Wapinitia’s owners were equally pleased with the outcome. “They did an awesome job,” said Elizabeth Ellis, when asked about CSU Equine Services’ care. “They’re awesome. They were so thorough and so friendly, just a great group of people.”

 

Read more about CSU’s new partnership with Cheyenne Frontier Days.

About CSU Equine Clinical Services

Colorado State University’s equine services include primary and tertiary (highly specialized) emergency care, internal medicine, primary general health care, reproductive medicine, and sports medicine. CSU clinicians provide these services at the James L. Voss Veterinary Teaching Hospital in Fort Collins and in the Rocky Mountain region through the Field and Sports Medicine Services. The Equine Field Service team provides primary and 24-hour emergency care for equine patients in Northern Colorado. CSU’s Equine Sports Medicine service offers support for equine athletes, using the latest therapeutic, diagnostic, and rehabilitation techniques.

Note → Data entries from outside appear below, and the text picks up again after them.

PR #10297, opened 2026-05-13
Services: Kea DHCPv4/6: When serializing the config to json, use JSON_UNESCAPED_UNICODE

### LINKED ISSUE #10296: Kea DHCPv4 fails to start when reservation hostname/description contains Unicode bidi characters (e.g. U+200E)
**Important notices**

**Describe the bug**

When a Kea DHCPv4 reservation's hostname or description field contains a Unicode bidi/format control character, OPNsense renders that character into `/usr/local/etc/kea/kea-dhcp4.conf` as a JSON `\uXXXX` escape. Kea's JSON parser rejects `\u` escapes for control/format code points and refuses to load the configuration, so `kea-dhcp4` will not start. The offending character (U+200E LRM, in my case) is invisible in the GUI, and Apply completes without any error indication while DHCP silently stays down. `configctl kea start` returns silently with no stderr surfaced to the user.

Last known working version: **26.1.7_3**. The defect is not specific to 26.1.8; any prior version with the same data in `config.xml` would fail to start Kea. It surfaced for me on the upgrade to 26.1.8 because Kea was restarted as part of the upgrade.

`opnsense-revert` was not run. The defect lives in data persisted in `config.xml`, not in code, so reverting versions would not change the outcome — Kea would fail to start with the same `\u200e` escape on any version.

**To Reproduce**

1. Go to Services → KEA DHCP → KEA DHCPv4 → Reservations
2. Add or edit a reservation. In the Description (or Hostname) field, paste a string containing a hidden Unicode bidi character. Retail product names from Amazon and manufacturer catalogs frequently embed these. Example value: `Aqara Hub M2 (‎HM2-G01 8782)` — there is a U+200E LRM between the `(` and `H`, invisible in most renderings. Confirm the bytes are present:

   ```
   # echo 'Aqara Hub M2 (‎HM2-G01 8782)' | hexdump -C
   00000000  41 71 61 72 61 20 48 75  62 20 4d 32 20 28 e2 80
   00000010  8e 48 4d 32 2d 47 30 31  20 38 37 38 32 29 0a
   ```

   The `e2 80 8e` sequence at offset 0x0E is the UTF-8 encoding of U+200E.
3. Save, then Apply.
4. Kea DHCPv4 fails to start. The GUI shows no error; `configctl kea start` returns silently. On the CLI:

   ```
   # kea-dhcp4 -t /usr/local/etc/kea/kea-dhcp4.conf
   Syntax check failed with: /usr/local/etc/kea/kea-dhcp4.conf:1146.44-78
   (near 17): Unsupported unicode escape in "Aqara Hub M2 (\u200eHM2-G01 8782)"
   ```

**Expected behavior**

Apply should not be able to leave Kea in a non-starting state without surfacing an error. Preferred outcomes, in order:

1. The Kea model validates reservation fields and rejects Unicode bidi/format control characters (at minimum U+200E, U+200F, U+202A–U+202E, U+2066–U+2069, U+FEFF) at save time, with a clear error pointing at the offending field and code point.
2. Failing that, the Kea template render strips those code points before writing `kea-dhcp4.conf`.
3. As a fallback, surface `kea-dhcp4`'s syntax-check stderr to the GUI when Apply fails to bring the service up, so users have something actionable instead of a silent failure.

Workaround: delete the offending field value and retype it by hand (not paste). After that, `kea-dhcp4 -t` validates cleanly and Kea starts. This requires the user to know that `kea-dhcp4 -t` exists and to inspect its output, since the GUI gives no signal that an invisible character is present.

To identify any other occurrences in `config.xml`:

```sh
sh
python3 << 'EOF'
import re
with open("/conf/config.xml", encoding="utf-8", errors="replace") as f:
    for i, line in enumerate(f, 1):
        for m in re.finditer(r"[\u200e\u200f\u202a-\u202e\u2066-\u2069\ufeff]", line):
            print(f"line {i}, col {m.start()+1}: U+{ord(m.group()):04X} in: {line.strip()[:120]}")
EOF
exit
```

(BSD grep lacks `-P`, hence Python; the `sh` wrapper is for users on the default tcsh root shell.)

In my case the scan returned exactly one hit — the single Aqara reservation description. One pasted product name was sufficient to prevent DHCP from starting.

**Screenshots**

In addition, CSU’s Equine Reproduction Laboratory has developed and currently uses advanced techniques to optimize breeding, conception and foaling in the horse. The Orthopaedic Research Center at CSU is known worldwide for investigation of the prevention, diagnosis and treatment of musculoskeletal problems in horses. This work has expanded into translational research into the human field.